Even with Prem selling 10% of BKIR, I would be surprised if FFH's holding of BKIR in April 2016 is worth less than the current holding...sell 10% of the shares, and if the stock price increases by 11.1%, your holding is steady.

 

Overall, I agree with the strategy of trimming this holding as the price increases.

 

 

SJ

 

I disagree. Consider this.

 

Prem bought the position in 2011 at EUR 0.10. He sold 1/3 of it at EUR 0.33 in 2014. This means that he incurred capital gains tax around 0.075 EUR per share. His next investment will have return 30% just to get back to even with his investment had it remained in BKIR - that doesn't even include whatever value accrues to BKIR over that interim.

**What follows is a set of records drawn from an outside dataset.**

PR #331, opened 2026-06-12
Add abc for Monoid, ResiduatedMonoid and Pregroup

toumix:
This adds an extra type parameter C0, C1 for each category with C0 being a Monoid for MonoidalCategory, etc.


discopy/python/function.py
```diff
@@ -26,7 +26,7 @@
 
 
 @dataclass
-class Function(MonoidalCategory[type]):
+class Function(MonoidalCategory):
```
giodefelice: Isn't this a Closed category?

discopy/cat.py
```diff
@@ -755,7 +755,7 @@ def from_tree(cls, tree):
         return cls(*map(from_tree, args), dom=dom, cod=cod)
 
 
-class Functor(Category[type[Category]]):
+class Functor(Category):
```
giodefelice, line 758: The functor being a category is a bit trippy, but I guess it also has ob and ar.

discopy/abc.py
```diff
@@ -56,80 +56,95 @@ class Category[T](ABC):
...
+            other : The other morphism.
         """
         return (self.dom, self.cod) == (other.dom, other.cod)
 
     __rshift__ = __llshift__ = lambda self, other: self.then(other)
     __lshift__ = __lrshift__ = lambda self, other: other.then(self)
 
 
-class MonoidalCategory[T](Category[T]):
+class Monoid[T]:
```
giodefelice, line 107: i think better names for Monoid, ResiduatedMonoid and Pregroup are MonoidalTy, BiclosedTy, RigidTy.

discopy/abc.py
```diff
@@ -291,7 +349,7 @@ def copy(cls, x: T, n: int = 2) -> MarkovCategory:
 
     @classmethod
     @abstractmethod
-    def merge(cls, x: T, n: int = 2) -> MarkovCategory:
+    def merge(cls, x: C0, n: int = 2) -> C1:
```
giodefelice: Do Markov categories have a "merge" operation?

giodefelice: Also couldn't find the method "discard"

discopy/abc.py
```diff
@@ -334,21 +392,24 @@ def feedback(self, dom=None, cod=None, mem=None) -> FeedbackCategory:
...
+class RibbonCategory[C0, C1](
+        PivotalCategory[C0, C1], BalancedCategory[C0, C1]):
     """
     A ribbon category is a :class:`PivotalCategory` which is also a
     :class:`BalancedCategory`, i.e. where diagrams can draw knots and links.
     """
 
 
-class CompactCategory[T](RibbonCategory[T], SymmetricCategory[T]):
+class CompactCategory[C0, C1](
```
giodefelice, line 402: Do we need to define other Ty classes for Compact etc where the residuated operations and duals are mapped to a simpler type datastructure?

discopy/abc.py
toumix: discard is copy with n=0 so it's not really needed
Markov doesn't have merge in theory but it's nice to have a dagger defined anyway so the same module can handle Markov or coMarkov without duplicating the whole code, I agree it's a bit hacky

discopy/abc.py
toumix: We don't really need to define anything because a compact category doesn't have any extra operation compared to rigid but we should have an axiom left = right adjoint.

That would be the next step in the abc module: not only the structure but also the axioms encoded as boolean-valued methods that can be used to generate tests automatically.

discopy/abc.py
toumix: Sorry I disagree it's too confusing to have MonoidalTy and monoidal.Ty being different things. Ty is a Monoid the same way Diagram is a MonoidalCategory.

discopy/cat.py
toumix: it has dom, cod id and then!

discopy/python/function.py
toumix: You're right!

toumix: Actually no, this one is just a Category and it has two subclasses for additive and multiplicative tensor!

discopy/abc.py
```diff
@@ -56,80 +56,95 @@ class Category[T](ABC):
...
+    """
+    @classmethod
     @abstractmethod
-    def tensor(self, other: MonoidalCategory) -> MonoidalCategory:
+    def tensor(cls, *morphisms: C1) -> C1:
         """
-        Parallel composition, to be instantiated.
+        Parallel composition of ``n >= 0`` morphisms, to be instantiated.
 
         Parameters:
```
toumix, line 139: **Bug: `self.tensor(other)` silently drops `self` when `tensor` is a classmethod.**

Because `Monoid.tensor` is declared `@classmethod`, calling `self.tensor(other)` resolves as `type(self).tensor(other)` — Python passes `type(self)` as `cls` and only `other` as `*objects`. The monoid product of `self` and `other` is never computed; only `other` is passed to `tensor`.

This means `A @ B` would return `tensor(B)` rather than `tensor(A, B)`.

It happens to work today because every concrete subclass (`monoidal.Ty`, `Pregroup`, …) overrides `tensor` as an **instance** method, so the classmethod dispatch never fires. But the ABC interface is misleading and fragile: adding a new `Monoid` subclass that keeps `tensor` as a classmethod (as the ABC declares) would silently produce wrong results.

Two options:
1. Change `__matmul__` to `return type(self).tensor(self, other)` so it works regardless of whether subclasses override `tensor`.
2. Drop `@classmethod` from the abstract `tensor` declaration and document that implementations must be instance methods.

---

toumix (commented):
One correctness issue in `Monoid.__matmul__` — see inline comment. The rest of the ABC refactoring looks clean.

---

discopy/abc.py
toumix: We can have two methods one for the unit and one for n-ary product for n > 1

giodefelice (approved):
LGTM

PR #332, opened 2026-06-12
Add biclosed.Term

toumix:
Add a new class biclosed.TermBase which is the superclass of closed.TermBase where left and right applications are distinguished. This also simplifies the categorial module so that e.g. the parsing coming from the lambeq parser can be read directly into DisCoPy.


discopy/grammar/categorial.py
```diff
@@ -231,32 +187,240 @@ class Functor(biclosed.Functor):
...
+    def freevars(self):
+        return self.left.freevars + self.right.freevars
+
+    def __str__(self):
+        return f"{type(self).__name__}({self.left}, {self.right})"
+
+    def simplify(self):
+        return type(self)(self.left.simplify(), self.right.simplify())
+
+    def to_diagram(self):
```
toumix: **Bug: `to_diagram` is defined twice on `BinaryTerm`, the second definition silently shadows the first.**

```python
def to_diagram(self, **kwargs):          # line 308 — correct, passes kwargs through
    return self.simplify().to_diagram(**kwargs)

...

def to_diagram(self):                    # line 325 — shadows the above, drops **kwargs
    return self.simplify().to_diagram()
```

The second definition wins at runtime. Any call with a keyword argument (e.g. `FC(...).to_diagram(category=Diagram)`) will `TypeError: to_diagram() got an unexpected keyword argument 'category'`.

Remove the second definition.

---

discopy/biclosed.py
```diff
@@ -74,27 +85,61 @@ class Ty(monoidal.Ty):
...
-    ((x >> y) << z)
+    Terms are required to be linear and planar, they can be drawn as diagrams:
+
+    >>> N, S = Ty("N"), Ty("S")
+    >>> Alice, loves, Bob = N("Alice"), ((N >> S) << N)("loves"), N("Bob")
+    >>> (Alice >> (loves << Bob)).to_diagram().draw(
+    ...     path='docs/_static/biclosed/alice-loves-bob.png',
+    ...     margins=(.3, 0), figsize=(5, 4))
+
+    .. image:: /_static/biclosed/very-big-car.png
```
toumix: **Wrong image filename — copy-paste error.**

```rst
.. image:: /_static/biclosed/very-big-car.png
```

The docstring example draws `alice-loves-bob.png` (line 109), and that file was added in this PR. The image directive should reference the same file:

```rst
.. image:: /_static/biclosed/alice-loves-bob.png
```

---

discopy/grammar/categorial.py
```diff
@@ -231,32 +187,240 @@ class Functor(biclosed.Functor):
...
+        left, middle = self.left.cod.base, self.left.cod.exponent
+        right = self.right.cod.exponent
+        return self.left.to_diagram(category=category, **kwargs)\
+            @ self.right.to_diagram(category=category, **kwargs)\
+            >> category.fx(left, middle, right)
+
+
+@dataclass(frozen=True)
+class BX(BinaryTerm):
+    """ Backward crossed composition term, i.e. ``B/A B\\C -> A/C``. """
```
toumix: **Docstring states the wrong codomain type.**

```python
class BX(BinaryTerm):
    """ Backward crossed composition term, i.e. ``B/A B\\C -> A/C``. """
```

The `cod` property computes `right.cod.base << left.cod.exponent`. With `left: B/A` (Over, `base=B, exponent=A`) and `right: B\C` (Under, `base=C, exponent=B`), that gives `C << A = C/A`, not `A/C`.

Should be:
```python
    """ Backward crossed composition term, i.e. ``B/A B\\C -> C/A``. """
```

---

toumix (commented):
Three bugs found — two are runtime errors, one is a docstring mistake. See inline comments.

---

discopy/closed.py
```diff
@@ -125,40 +137,26 @@ def freevars(self) -> list[Variable]: ...
...
-    def freevars(self):
-        return [self]
-
     def to_diagram(self, category=None):
         return (category or Diagram).id(self.cod)
 
 
 @dataclass(frozen=True)
-class Application(TermBase):
+class Application(biclosed.Application, TermBase):
```
daydream6728: this never calls `biclosed.Application.__init__` so never gets the `left` attribute, violating typing

discopy/grammar/categorial.py
```diff
@@ -231,32 +186,243 @@ class Functor(biclosed.Functor):
...
+    def to_diagram(self, category=Diagram, **kwargs):
+        left, middle = self.left.cod.base, self.left.cod.exponent
+        right = self.right.cod.exponent
+        return self.left.to_diagram(category=category, **kwargs)\
+            @ self.right.to_diagram(category=category, **kwargs)\
+            >> category.fx(left, middle, right)
+
+
+@dataclass(frozen=True)
+class BX(BinaryTerm):
```
daydream6728, line 394: there's (expectedly) lots of common code between BX and BackwardCrossedComposition. could we unify them by making terms diagrams too like boxes?

toumix: Damn you're right we could just have TermBase be a subclass of box 🤯

toumix: This also removes the bureaucracy of constants having a box inside: they could literally be boxes (Box > TermBase > Constant).

discopy/closed.py
daydream6728: Another option would be to make an abstract `class biclosed.App(biclosed.TermBase)` then subclasses `class biclosed.LApp(biclosed.App)` and `class biclosed.RApp(biclosed.App)` constructors then every functor forgetting biclosed structure to only closed would send those to `class closed.App(closed.RApp)`.

Yet another solution: instead of relying on `left: Bool`, use `isinstance(self.func.cod, Over, Under)`, then similarly biclosed->closed functors would forget Over and Under and naturally make the other direction inaccessible by construction.

discopy/grammar/categorial.py
toumix: Argh I've just spent some type experimenting with it but there's a blocker: I want >> and << to mean application for biclosed terms, but it can't also mean composition 😞

toumix: Maybe that syntax isn't important after all because we don't need it for closed anyway (just __call__ no need __rshift__) and it's a bit confusing to have three meanings of >> (composition, exponentials and application)

discopy/closed.py
toumix: ha yes that's already what we do for Exp as a superclass of Over and Under so makes sense!

discopy/grammar/categorial.py
toumix: In fact we need two separate things for the ForwardCrossedComposition box and the corresponding FX term: the term has subterms while the box doesn't. We could represent the box as a term with free variables but that seems a bit messy.

toumix:
@daydream6728 this should be ready for review again now that I've implemented your comments!

test/syntax/biclosed.py
```diff
@@ -20,56 +20,46 @@ def test_Under():
...
 
 
 def test_Term_linear_planar():
     x, y, z = Ty('x'), Ty('y'), Ty('z')
-    f, g = Constant(x << y, 'f'), Constant(y >> x, 'g')
-    fvar = Variable(x << y, 'fvar')
-    gvar = Variable(y >> x, 'gvar')
-    h = Constant((x << y) << y, 'h')
-    var = Variable(y, 'var')
+    f, g = (x << y)("f"), (y >> x)("g")
```
daydream6728, line 49: so `T(v)` generates a box signature `dom=Ty(), cod=T`? what happens when I treat a normal box with non-empty `dom` as a term? would it be considered as an open term with return type `box.cod` and free variables among `box.dom`, or would it apply curry automatically to make it a closed term?

discopy/grammar/categorial.py
```diff
@@ -199,112 +196,109 @@ def __call__(self, other):
...
-class Variable(biclosed.Variable, TermBase):
-    cod: Ty
-    name: str
-
+class Variable(TermBase, biclosed.Variable):
     def simplify(self):
         return self
 
 
-@dataclass(frozen=True)
```
daydream6728: We can drop `dataclass` but then we're going to have to implement `__match_args__` manually if we ever want to benefit from pattern matching.

discopy/biclosed.py
```diff
@@ -390,192 +364,262 @@ def __init__(self, arg: Diagram, n=1, left=False):
...
+        left_str = ", left=True" if left else ""
+        name = f"{var.cod}(lambda {var.name}{left_str}: {body})"
+        cod = var.cod >> body.cod if left else body.cod << var.cod
+        dom = self.__check_dom__()
+        super().__init__(name, dom, cod)
+
+    def __check_dom__(self):
+        body_freevars = self.body.freevars
+        if body_freevars.count(self.var) != 1:
             raise ValueError("Expected variable to occur exactly once.")
```
daydream6728, line 605: Not sure how much you want to stick to the `messages.ERRMSG.format(...)` pattern here. In my PR #338 I have helpers for those https://github.com/discopy/discopy/pull/338/changes#diff-f7a9435f8a5391e326f3a93204d35781c1cfd48b94832a26662069c8c9c42689R31-R37
Feel free to resolve, I can otherwise handle it when rebasing once we get this one merged.

test/syntax/biclosed.py
toumix: I gave up on constants being arbitrary diagrams now they're just boxes with empty domain, so there's no currying needed anymore. Also a normal box isn't considered as a term but the other way around: terms are subclasses of boxes.

discopy/biclosed.py
toumix: Nice the error message in your PR looks much better, let's add it with a rebase.

daydream6728 (approved):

Looked at another way, he could have incurred a permanent 23% drop in BKIRs stock price before being on par with selling and incurring capital gains tax.

 

The transaction was done again this year selling at EUR 0.36. The numbers are similar to the above. EUR 0.09 per share in tax means that the next investment needs to return 33% to break even (not including returns that would have accrued to BKIR) or that Prem could withstand a permanent loss of 28% on the investment from current prices to be on par with selling.

 

Now consider that the position in question a bank with a captive market with limited competition. Banks in this environment have historically generated returns in the mid-teens on their equity (which is higher than normal). So, by selling and incurring capital gains tax, you already place yourself at a disadvantage for your next position to outperform, but it has to outperform a business that has a very good probability of being above average itself meaning that your next use of capital had better have extraordinary opportunity.

 

I'm not saying it doesn't make sense to sell ever. I'm saying that the higher the proportion of your deferred capital gains to your position value, the higher the bar is for you to sell that position in favor of another one. With deferred capital gains, the bar for Prem is extremely high. I'm not sure it was met in 2014 and I'm not sure it was met with this sale either. If he's concerned about the size, he could've hedged the position for less money. If he's concerned about the market, he can take solace in the fact that it would require a significant double digit, permanent loss (and no correction in current currency value) to impair him more than selling would. If he needed the cash, it would have been better to issue equity above book value or debt at low rates as opposed to incurring the loss of $100M in capital gains tax.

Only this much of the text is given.